良質な用例を大規模なコーパスから自動的に抽出できるモデルの構築および試作版の開発

研究課題

研究課題/領域番号	18F18808
研究機関	大学共同利用機関法人人間文化研究機構国立国語研究所
研究代表者	PARDESHI P.V. 大学共同利用機関法人人間文化研究機構国立国語研究所, 理論・対照研究領域, 教授 (00374984)
研究分担者	HMELJAK MARIJA 大学共同利用機関法人人間文化研究機構国立国語研究所, 理論・対照研究領域, 外国人特別研究員
研究期間 (年度)	2018-11-09 – 2020-03-31
キーワード	example sentences / learners' dictionary / lexicography
研究実績の概要	As the title 良質な用例を大規模なコーパスから自動的に抽出できるモデルの構築および試作版の開発 suggests the aim of this project is to develop a model for selecting pedagogically valid Japanese example sentences from a general corpus. In order to develop a filter to select pedagogically valid Japanese example sentences from a general corpus, we started to investigate automatically measurable criteria of readability, typicality and informativity. We collected example sentences from learners' dictionaries, reference works and graded readers and are in the process of constructing a graded corpus of example sentences, to be used as a data set for verifying the usabililty of existing readability formulas on single sentences or short usage examples for learners of Japanese as a foreign language.

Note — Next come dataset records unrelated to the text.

PR #12, opened 2019-09-21
ShellCheck Changes

qubitrenegade:
This is largely the result of changes affected as a result of running [shellcheck](https://github.com/koalaman/shellcheck)

In a nutshell:

* Prefer lower case variable names so as to avoid confilcts with the environment variables
* don't export unless necessary
* allow variables to be overridden 
* make readonly variables readonly (`local readonly`* doesn't mean anything in bash. you need `local -r variablename` to instantiate a readonly variable) ((actually, `local readonly var=10` defines two variables, readonly which in undefined and var which is 10))

I've also added an attempt at a CircleCI job to run shellcheck based on: https://circleci.com/orbs/registry/orb/circleci/shellcheck  Not sure if it'll run on a branch/fork/PR/...

Also, this PR doesn't solve all shellcheck problems but solves I think the majority of important ones.

Thanks!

現在までの達成度 (区分)	現在までの達成度 (区分) 2: おおむね順調に進展している理由 We collected example sentences from learners' dictionaries, reference works and graded readers and are in the process of constructing a graded corpus of example sentences, to be used as a data set for verifying the usabililty of existing readability formulas on single sentences or short usage examples for learners of Japanese as a foreign language.
今後の研究の推進方策	Firstly, we plan to verify the usability of existing readability formulas on the graded corpus of example sentences. Secondly, using the same data set, we plan to develop a methodology to assess the typicality of example candidates, by comparing their syntactical and collocational patterns to those found in NINJAL-LWP for BCCWJ. Thirdly, to assess the informativity of example sentence candidates, we plan to collect examples of different length from other corpora, annotate the informativity level of each example sentence, investigate measurable criteria (including the presence of typical syntactic patterns and their elements; the proportion of proper nouns, pronouns, etc.) and produce a statistical model for the assessment of informativity. Finally we plan to implement this model in an openly accessible online example search system.